Chapitre 20 – Epilogue
Paris, juin 2039
Florian regagna le chemin du travail. Les pensées nébuleuses, il longeait ces rues encombrées du centre de Paris, baignées sous la lumière flavescente de ce soleil d’été. Malgré la chaleur, il était vêtu d’un chemisier blanc cintré à la taille ainsi que d’un veston gris clair qu’il avait laissé légèrement entrouvert. Une cravate était nouée à son col car aujourd’hui était un jour bien particulier.
Les examens de fin d’années venaient de s’achever et les concours visant à recruter de nouveaux membres arrivaient à échéance. Pour la première fois, il faisait partie du jury. Après le scandale de l’affaire Yves Moreau et l’arrestation de son mentor, ses supérieurs avaient décrété la fin de sa période de formation et l’avaient jugé digne d’encadrer un jeune à son tour. Ainsi, il lui fallait trouver la personne adéquate pour le seconder lors de ces voyages. Il restait encore trente candidats en lice, tous aptes, et ayant réussi à valider les épreuves qui leur avaient été données d’exécuter.
Après trois heures d’entretien sous cette atmosphère étouffante, l’homme commençait à décrocher, abruti par le manque d’air. Les yeux perdus dans le vide, il n’écoutait que d’une oreille les discours de motivation de ces candidats dont aucun ne semblait se discerner des autres ; tous étaient calibrés de la même manière et débitaient les mêmes sermons monotones sans une once d’intérêt. Des gens souvent issus de cette éducation de la haute société, fils ou filles ayant grandi dans la richesse et avec des codes pour leur permettre d’avoir aisément les moyens d’entrer dans n’importe quelle institution.
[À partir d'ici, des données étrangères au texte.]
PR #1395, opened 2025-08-19
PB-1383: layers module

pakb:
containing all layer types, some utils to manipulate/get more info out of them and also utils to parse WMTS and WMS getCapabilities endpoints


packages/layers/src/types/layers.ts
```diff
@@ -0,0 +1,454 @@
...
+    current?: boolean
+}
+
+export interface TileMatrixSet {
+    /* Identifier of the tile matrix set (see WMTS OGC spec) */
+    readonly id: string
+    /* Coordinate system supported by the Tile Matrix Set */
+    projection: CoordinateSystem
+    /* TileMatrix from GetCapabilities (see WMTS OGC spec) */
+    tileMatrix: unknown // TODO type this properly
```
schtibe, line 362: Intentionally not done this yet?

packages/layers/src/parsers/ExternalWMSCapabilitiesParser.ts
```diff
@@ -0,0 +1,670 @@
...
+    // if we do not have access to the legend in pure WMS fashion, we check if this
+    // WMS follows the SLD specification, and if we can get it from there.
+    if (
+        styles.length === 0 &&
+        layer.queryable &&
+        !!capabilities.Capability?.UserDefinedSymbolization?.SupportSLD
+    ) {
+        const getLegendGraphicBaseUrl =
+            capabilities.Capability.Request.GetLegendGraphic?.DCPType[0]?.HTTP?.Get?.OnlineResource
+        const getLegendGraphicFormat = capabilities.Capability.Request.GetLegendGraphic?.Format[0]
```
schtibe: Maybe you could shorten these two lines with an intermediate var

packages/layers/src/parsers/ExternalWMSCapabilitiesParser.ts
```diff
@@ -0,0 +1,670 @@
+import type { FlatExtent } from '@swissgeo/coordinates'
```
schtibe: Does it make sense to keep this being *external*CapabilitiesParser or are we at a point where this could be "just" a `WMSCapabilitiesParser`? Same with WMTS

packages/layers/src/api/internal.ts
```diff
@@ -0,0 +1,378 @@
...
+}
+
+// API file that covers the backend endpoint http://api3.geo.admin.ch/rest/services/all/MapServer/layersConfig
+
+/**
+ * Transform the backend metadata JSON object into instances of {@link GeoAdminLayer}, instantiating
+ * the correct type of layer for each entry ({@link GeoAdminAggregateLayer},
+ * {@link GeoAdminWMTSLayer}, {@link GeoAdminWMSLayer} or {@link GeoAdminGeoJsonLayer})
+ */
+export function generateClassForLayerConfig(
```
schtibe: I this still `class` or might renaming make sense 🤔 Same with the documentation above, we don't instantiate stuff anymore

packages/layers/src/api/external.ts
```diff
@@ -0,0 +1,195 @@
...
+    type WMTSCapabilitiesResponse,
+} from '@/parsers/ExternalWMTSCapabilitiesParser'
+import { CapabilitiesError } from '@/validation'
+
+/** Timeout for accessing external server in [ms] */
+export const EXTERNAL_SERVER_TIMEOUT = 30000
+
+/** Sets the WMS GetCapabilities url parameters */
+export function setWmsGetCapabilitiesParams(url: URL, language?: string): URL {
+    // Manda: URLtory params
```
schtibe: Typo here

packages/layers/src/types/layers.ts
pakb: I might not have gotten to the point in the code where I needed it, so I forgot to do it... Or maybe we won't use it? I wonder...

packages/layers/src/parsers/ExternalWMSCapabilitiesParser.ts
pakb: I think we could safely rename them without the "external" part. They will still output "ExternalLayer" in the sense of what is described by `types/layer.ts`, but that's fine by me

Un des membres du jury parla à son micro et invita le candidat numéro vingt-trois à se rendre dans la pièce. Suite à cela, une jeune femme entra. De petite taille, vêtue d’une simple chemise, certainement la plus adaptée de sa garde-robe, la demoiselle entra. Elle avait attaché ses longs cheveux ondulés en une queue de cheval haute pour dégager son visage juvénile où ses grands yeux marron clair trahissaient une douceur comme rarement il lui avait été donné d’en voir. Elle paraissait intimidée, nerveuse, et faisait pianoter ses doigts sur le rebord de la table tout en se mordillant frénétiquement les lèvres.
La reconnaissant, le regard de Florian se mua, devenant anormalement doux ; peu importe qui était passé et qui passerait après elle, ce serait elle et elle seule qu’il choisirait pour le seconder. Il ne pouvait en être autrement. Il prit son dossier, s’éclaircit la voix et commença à parler :
— Nous vous écoutons mademoiselle Maud Roux.